Exercise |
Go through the entries below and print, exactly, the lines starting at the one with "http://vjira2:8080/browse/BDS-1975" and ending at the one with "contextChangedCallback(name, oldValue, value)", keeping both ends and no others.

[Saved entries]

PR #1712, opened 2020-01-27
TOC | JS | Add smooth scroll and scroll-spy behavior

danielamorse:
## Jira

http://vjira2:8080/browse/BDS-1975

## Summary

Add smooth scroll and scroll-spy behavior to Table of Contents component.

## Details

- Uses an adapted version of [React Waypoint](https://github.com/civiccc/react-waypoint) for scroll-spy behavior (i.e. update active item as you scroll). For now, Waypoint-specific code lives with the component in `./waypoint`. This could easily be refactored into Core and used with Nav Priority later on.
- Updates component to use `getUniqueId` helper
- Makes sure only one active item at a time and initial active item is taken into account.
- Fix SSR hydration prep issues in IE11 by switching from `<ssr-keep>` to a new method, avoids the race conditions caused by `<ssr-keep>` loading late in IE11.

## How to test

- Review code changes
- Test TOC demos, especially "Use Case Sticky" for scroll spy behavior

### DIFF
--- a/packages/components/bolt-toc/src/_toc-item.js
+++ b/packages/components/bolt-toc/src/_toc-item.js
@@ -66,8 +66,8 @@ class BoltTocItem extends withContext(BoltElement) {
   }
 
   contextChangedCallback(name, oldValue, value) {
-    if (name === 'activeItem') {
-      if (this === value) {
==
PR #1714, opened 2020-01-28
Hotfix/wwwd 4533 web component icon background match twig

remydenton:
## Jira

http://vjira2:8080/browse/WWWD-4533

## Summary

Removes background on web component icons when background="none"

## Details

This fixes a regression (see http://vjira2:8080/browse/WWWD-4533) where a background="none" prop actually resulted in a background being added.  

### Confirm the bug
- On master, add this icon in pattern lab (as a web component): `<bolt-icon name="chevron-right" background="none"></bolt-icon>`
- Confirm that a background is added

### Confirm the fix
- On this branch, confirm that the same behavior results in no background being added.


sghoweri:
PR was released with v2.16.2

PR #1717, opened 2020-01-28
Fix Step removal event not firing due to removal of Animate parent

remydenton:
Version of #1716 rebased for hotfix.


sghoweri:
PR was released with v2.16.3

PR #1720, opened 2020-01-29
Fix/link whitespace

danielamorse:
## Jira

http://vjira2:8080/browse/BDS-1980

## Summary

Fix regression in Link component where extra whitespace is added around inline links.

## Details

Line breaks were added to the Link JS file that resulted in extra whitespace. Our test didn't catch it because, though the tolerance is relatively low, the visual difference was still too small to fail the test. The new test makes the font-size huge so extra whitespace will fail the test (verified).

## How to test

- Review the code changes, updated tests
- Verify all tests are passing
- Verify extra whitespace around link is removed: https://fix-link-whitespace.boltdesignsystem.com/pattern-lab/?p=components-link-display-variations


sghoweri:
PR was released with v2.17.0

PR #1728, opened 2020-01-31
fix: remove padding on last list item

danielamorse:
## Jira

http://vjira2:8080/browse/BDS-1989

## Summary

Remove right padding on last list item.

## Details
...
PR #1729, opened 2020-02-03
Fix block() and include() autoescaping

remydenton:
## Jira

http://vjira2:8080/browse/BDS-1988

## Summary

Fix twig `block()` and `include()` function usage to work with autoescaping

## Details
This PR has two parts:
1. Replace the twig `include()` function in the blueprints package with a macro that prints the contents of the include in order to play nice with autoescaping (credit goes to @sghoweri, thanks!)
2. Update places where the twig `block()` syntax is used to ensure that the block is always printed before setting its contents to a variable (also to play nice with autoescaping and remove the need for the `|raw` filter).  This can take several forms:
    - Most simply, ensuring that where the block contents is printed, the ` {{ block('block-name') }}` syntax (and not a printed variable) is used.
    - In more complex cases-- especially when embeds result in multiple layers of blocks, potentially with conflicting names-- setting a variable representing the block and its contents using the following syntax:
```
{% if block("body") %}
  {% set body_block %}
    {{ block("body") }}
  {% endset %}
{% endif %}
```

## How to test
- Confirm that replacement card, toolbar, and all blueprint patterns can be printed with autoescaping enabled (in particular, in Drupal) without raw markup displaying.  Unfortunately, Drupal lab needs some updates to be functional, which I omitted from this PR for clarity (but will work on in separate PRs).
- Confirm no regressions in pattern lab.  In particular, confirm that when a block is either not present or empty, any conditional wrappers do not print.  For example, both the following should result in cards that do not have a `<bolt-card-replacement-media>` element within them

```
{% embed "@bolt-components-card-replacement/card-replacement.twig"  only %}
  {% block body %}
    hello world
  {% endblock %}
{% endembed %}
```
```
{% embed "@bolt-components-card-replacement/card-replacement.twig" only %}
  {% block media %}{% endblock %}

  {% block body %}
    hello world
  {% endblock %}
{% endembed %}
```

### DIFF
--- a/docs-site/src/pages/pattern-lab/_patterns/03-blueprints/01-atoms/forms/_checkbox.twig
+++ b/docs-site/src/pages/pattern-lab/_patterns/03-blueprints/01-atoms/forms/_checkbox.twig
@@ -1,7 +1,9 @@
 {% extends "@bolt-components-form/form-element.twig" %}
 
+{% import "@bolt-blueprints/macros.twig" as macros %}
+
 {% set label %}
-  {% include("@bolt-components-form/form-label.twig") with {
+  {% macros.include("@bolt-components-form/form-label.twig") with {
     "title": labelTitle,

Problem solution |
http://vjira2:8080/browse/BDS-1975

## Summary

Add smooth scroll and scroll-spy behavior to Table of Contents component.

## Details

- Uses an adapted version of [React Waypoint](https://github.com/civiccc/react-waypoint) for scroll-spy behavior (i.e. update active item as you scroll). For now, Waypoint-specific code lives with the component in `./waypoint`. This could easily be refactored into Core and used with Nav Priority later on.
- Updates component to use `getUniqueId` helper
- Makes sure only one active item at a time and initial active item is taken into account.
- Fix SSR hydration prep issues in IE11 by switching from `<ssr-keep>` to a new method, avoids the race conditions caused by `<ssr-keep>` loading late in IE11.

## How to test

- Review code changes
- Test TOC demos, especially "Use Case Sticky" for scroll spy behavior

### DIFF
--- a/packages/components/bolt-toc/src/_toc-item.js
+++ b/packages/components/bolt-toc/src/_toc-item.js
@@ -66,8 +66,8 @@ class BoltTocItem extends withContext(BoltElement) {
   }
 
   contextChangedCallback(name, oldValue, value) {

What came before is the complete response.